今月の特集曲

 「羽衣」の舞台
能楽「羽衣」では、静岡県清水市の(三保の松原)に天人が舞い降り駿河舞を舞って帰ってゆきますが、『駿河国風土記』の「三保松原」では漁師が羽衣を返さないので天女は漁師の妻になり、羽衣を見つけると天に帰ってしまいます。

『丹後国風土記』にも羽衣説話があります。
話のあらすじは天の八をとめが降りてきて水浴びをしていると、老夫婦がやってきて密かに1人の天女の羽衣を隠し、子供がないので養女になってくれと天女に頼みます。
天女は養女になりますので羽衣を返して下さいと言うと、老人は疑って羽衣を返せば天に上がるのではないかと言います。
すると、天人の心はまことを以って本とするのにどうして疑って羽衣を返してくれないのかと答えると、老夫婦は人間世界は裏切りが多いので言ったまでですと言って羽衣を返します。

この天女は酒を作ることが上手で、また高い所に水をひくのが上手だったので、村は天女のおかげで豊かになり老夫婦も豊かになったのですが、老夫婦は置いてあげただけなので出て行ってくれと言います。
すると天女は嘆いて、貴方達が頼んだから残ってあげたのにと言いながらもやむを得ず出て行きますが、最後に奈具の村にやってきて、村人達に慰められて、やっとその地にとどまりました。それが豊宇賀能売命です。

『丹後国風土記』の中で老夫婦が天人を疑うところがありますが、能「羽衣」にも同じようなやりとりがあるところが面白いですね。

(文責:麗華)
 「羽衣」に使われる作り物・小道具
「羽衣」に作り物があったかな?はて?と思っていたら、ありました、天人の羽衣を掛けておく「松ノ立木」が必要でした。

「羽衣」といえば「和合之舞」「彩色之伝」の小書きの場合が多くて、常の「羽衣」を忘れがちになります(私だけでしょうか)。
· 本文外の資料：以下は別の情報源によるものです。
PR #235, opened 2020-02-24
T28869

uajain:
This PR nukes the maintainence of two uuid (/etc/machine-id and a user-override tracking ID).
We only need one tracking ID which can be reset by the user.

1)  Adjust tests to use the new paradigm (tests pass locally :heavy_check_mark: )
2) Only create new ID if no tracking ID is found at TRACKING_ID_PATH (tested locally to notice a same uuid across reboot :heavy_check_mark: )

____

https://phabricator.endlessm.com/T28869

### DIFF
--- a/daemon/emer-machine-id-provider.c
+++ b/daemon/emer-machine-id-provider.c
@@ -54,9 +54,8 @@ G_DEFINE_TYPE_WITH_PRIVATE (EmerMachineIdProvider, emer_machine_id_provider, G_T
 
 /*
  * Filepath where an overridden random UUID, separate from /etc/machine-id
- * is stored. The machine-id might be read from this path and used as the
- * tracking ID in cases where we don't want to continue using the machine-id,
- * either on user request or when we enter the demo mode.
+ * is stored. This machine-id is read from this path and used as the
+ * default tracking ID for metrics purposes.
  */
 #define TRACKING_ID_PATH SYSCONFDIR "/metrics/tracking-id"
 
@@ -70,6 +69,8 @@ enum
 };
 
 static GParamSpec *emer_machine_id_provider_props[NPROPS] = { NULL, };
+
+static gboolean write_tracking_id_file (const gchar *path, GError **error);
 
 /*
  * SECTION:emer-machine-id-provider
@@ -304,10 +305,26 @@ read_machine_id (EmerMachineIdProvider *self)
 
   if (!read_one_machine_id (priv->tracking_id_path, id, &local_error))
     {
-      if (g_error_matches (local_error, G_IO_ERROR, G_IO_ERROR_NOT_FOUND))
+      if (g_error_matches (local_error, G_FILE_ERROR, G_FILE_ERROR_NOENT))
         {
-          g_debug ("Override machine id file %s does not exist.",
+          g_debug ("Tracking id file %s does not exist hence creating one.",
                    priv->tracking_id_path);
+          g_clear_error (&local_error);
+
+          if (!write_tracking_id_file (priv->tracking_id_path, &local_error))
+            {
+              g_message ("Failed to initialize tracking ID at %s: %s.",
+                         priv->tracking_id_path,
+                         local_error->message);
+              return FALSE;
+            }
+	  else if (!read_one_machine_id (priv->tracking_id_path, id, &local_error))
+            {
+              g_message ("Failed to read tracking id %s: %s",
+                         priv->tracking_id_path,
+                         local_error->message);
+              return FALSE;
+            }
         }
       else if (g_error_matches (local_error,
                                 EMER_ERROR,
@@ -316,9 +333,14 @@ read_machine_id (EmerMachineIdProvider *self)
           g_message ("Failed to read tracking id %s: %s",
                      priv->tracking_id_path,
                      local_error->message);
+          return FALSE;
         }
-
-      return FALSE;
+      else
+        {
+          g_message ("Error occured while reading tracking id at %s: %s",
+                     priv->tracking_id_path, local_error->message);
+          return FALSE;
+        }
     }
 
   uuid_copy (priv->id, id);
--- a/daemon/emer-machine-id-provider.c
+++ b/daemon/emer-machine-id-provider.c
@@ -36,8 +36,7 @@
 
 typedef struct EmerMachineIdProviderPrivate
 {
-  gchar *path;
-  gchar *override_path;
+  gchar *tracking_id_path;
   uuid_t id;
   gboolean id_is_valid;
 } EmerMachineIdProviderPrivate;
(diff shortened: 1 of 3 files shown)


daemon/emer-machine-id-provider.c
```diff
@@ -186,9 +187,18 @@ emer_machine_id_provider_class_init (EmerMachineIdProviderClass *klass)
 static void
 emer_machine_id_provider_init (EmerMachineIdProvider *self)
 {
+  g_autoptr(GError) local_error = NULL;
   EmerMachineIdProviderPrivate *priv =
     emer_machine_id_provider_get_instance_private (self);
 
+
+  if (!write_tracking_id_file (TRACKING_ID_OVERRIDE, &local_error))
```
wjt: This would cause the ID to be reset every time the system reboots. We don't want that – we want the ID to persist unless/until the user re-sets it. It should be written only if missing.

daemon/emer-machine-id-provider.c
```diff
@@ -186,9 +187,18 @@ emer_machine_id_provider_class_init (EmerMachineIdProviderClass *klass)
...
+    g_message ("Failed to initialize override machine id at %s: %s."
+               "Default machine id at %s will be used",
```
wjt: I also don't think we want this behaviour. If you look at `read_machine_id`, it returns `FALSE` if the machine ID can't be read.

I suggest removing all code that accesses `/etc/machine-id`.

uajain: > I suggest removing all code that accesses /etc/machine-id.

Ah yeah, I was going to ask you that. Great.

uajain:
@wjt I updated the PR, please have a look.

I know we discussed on slack my temptation to rename `emer-machine-id` to `emer-tracking-id`
but I think that should be done as a follow up PR to this to reconcile the naming convention again

daemon/emer-machine-id-provider.c
```diff
@@ -152,31 +133,51 @@ emer_machine_id_provider_finalize (GObject *object)
...
+    emer_machine_id_provider_get_instance_private (self);
+  g_autoptr(GError) local_error = NULL;
+  uuid_t uuid;
+
+  /* Check if tracking ID is already available. This make sure we do not re-create
+   * a new uuid everytime across reboots.
+   */
+  if (!emer_machine_id_provider_get_id (self, uuid))
+    {
+      if (!write_tracking_id_file (priv->tracking_id_path, &local_error))
```
wjt: Do the tests exercise this code path? I think not because `setup` always creates the file. The most important case is trying to read the ID //without// explicitly writing it, because that will be the initial state of all real systems. (Previously we have relied on `/etc/machine-id` existing.)

uajain: I added a new test in the suite which doesn't use `setup` so the tracking-id file is not explicitly written.

uajain:
retest this please

uajain:
retest this please

daemon/emer-machine-id-provider.c
```diff
@@ -333,35 +325,29 @@ read_machine_id (EmerMachineIdProvider *self)
...
 
-  if (!read_one_machine_id (priv->override_path, id, &local_error))
+  if (!read_one_machine_id (priv->tracking_id_path, id, &local_error))
     {
       if (g_error_matches (local_error, G_IO_ERROR, G_IO_ERROR_NOT_FOUND))
         {
-          g_debug ("Override machine id file %s does not exist, trying default.",
-                   priv->override_path);
+          g_debug ("Override machine id file %s does not exist.",
+                   priv->tracking_id_path);
```
wjt: Perhaps we should call `write_tracking_id_file` here, rather than in constructed?

daemon/emer-machine-id-provider.c
```diff
@@ -333,35 +325,29 @@ read_machine_id (EmerMachineIdProvider *self)
...
-      if (!read_one_machine_id (priv->path, id, &local_error))
-        {
-          g_message ("Failed to read machine id %s: %s",
-                     priv->path,
-                     local_error->message);
-        }
+      return FALSE;
     }
 
   if (uuid_is_null (id))
```
wjt: This error path is now unneeded because we will only reach this point if `read_one_machine_id` succeeds.

tests/daemon/test-machine-id-provider.c
```diff
@@ -125,73 +146,52 @@ test_machine_id_provider_new_succeeds (MachineIdTestFixture *fixture,
...
+test_machine_id_provider_can_get_tracking_id (MachineIdTestFixture *fixture,
                                               gconstpointer         dontuseme)
 {
   g_autoptr(EmerMachineIdProvider) id_provider =
-    emer_machine_id_provider_new_full (fixture->machine_id_file_path,
-                                       fixture->override_machine_id_file_path);
+    emer_machine_id_provider_new_full (fixture->tracking_id_file_path);
   uuid_t id;
-  write_testing_machine_id (fixture->override_machine_id_file_path, TESTING_OVERRIDE_ID);
+  write_testing_machine_id (fixture->tracking_id_file_path, TESTING_TRACKING_ID);
```
wjt: This is unnecessary because it is written in `setup`.

tests/daemon/test-machine-id-provider.c
```diff
@@ -125,73 +146,52 @@ test_machine_id_provider_new_succeeds (MachineIdTestFixture *fixture,
...
-  /* Read the override_machine_id_file_path using g_file_get_contents
+  /* Read the tracking_id_file_path using g_file_get_contents
    * and check that its size matches what we would normally write to the
    * file */
-  g_file_get_contents (fixture->override_machine_id_file_path, &contents, NULL, &error);
+  g_file_get_contents (fixture->tracking_id_file_path, &contents, NULL, &error);
   g_assert_no_error (error);
 
-  g_assert_cmpint (strlen (contents), ==, strlen (TESTING_OVERRIDE_ID));
+  g_assert_cmpint (strlen (contents), ==, strlen (TESTING_TRACKING_ID));
```
wjt: I know this is pre-existing code, but we should assert that the new ID is not the same as the old ID. (There is a 2 ** 128 chance of this failing but that's OK.)

We should also call `emer_machine_id_provider_get_id` and check that it returns a different ID.

tests/daemon/test-machine-id-provider.c
```diff
@@ -206,14 +206,16 @@ main (gint                argc,
...
-                       test_machine_id_provider_can_get_id_override_malformed);
+  ADD_CACHE_TEST_FUNC ("/machine-id-provider/can-get-tracking-id",
+                       test_machine_id_provider_can_get_tracking_id);
+  ADD_CACHE_TEST_FUNC ("/machine-id-provider/can-write-correctly-formed-tracking-id",
+                       test_machine_id_provider_writes_correctly_formed_tracking_id);
+  ADD_CACHE_TEST_FUNC ("/machine-id-provider/read-malformed-tracking-id",
+                       test_machine_id_provider_read_malformed_tracking_id);
+  /* Test when we do not write a tracking ID file explicitly while setup().
+   * emer_machine_id_provider_new_full should initialize a new tracking ID on its own. */
+  g_test_add ("/machine-id-provider/create-tracking-id-if-unavailable", MachineIdTestFixture, NULL,
```
wjt: I'd prefer for this to use `setup` just like the others – half of the test is boilerplate copied from `setup`. You could pass GINT_TO_POINTER (TRUE) as the `tdata` parameter (`NULL` here) to tell `setup` not to write the file.

dbnicholson:
bot, retest this please

daemon/emer-machine-id-provider.c
uajain: Good idea.

However, after this change, to detect that the tracking-id-file initially doesn't exist, I had to change 
`G_IO_ERROR_NOT_FOUND` to `G_FILE_ERROR_NO_ENT` in `read_machine_id()`  . I debugged this when the test supporting this change was failiing for no obvious reasons.

I will update the PR tomorrow.

tests/daemon/test-machine-id-provider.c
uajain: Addressed.

tests/daemon/test-machine-id-provider.c
uajain: addressed

daemon/emer-machine-id-provider.c
uajain: addressed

「和合之舞」「彩色之伝」は「松ノ木台」を用いない、一ノ松の匂欄に長絹を掛ける演出なのです。

作り物として登場する樹木は、「石橋」の牡丹のように一畳台の隅に木を立てる形式と、「羽衣」の松のように立木台に固定する形式があります。また立木台の台輪の形には流儀により角台と丸台があり、観世流と宝生流では角台を用いるようです。しかし「松風」の松など台の回りを回る所作がある時は、丸台を用いるようです。
ついでながら樹木ではありませんが、「賀茂」の矢も、この同じ立木台に立てられます。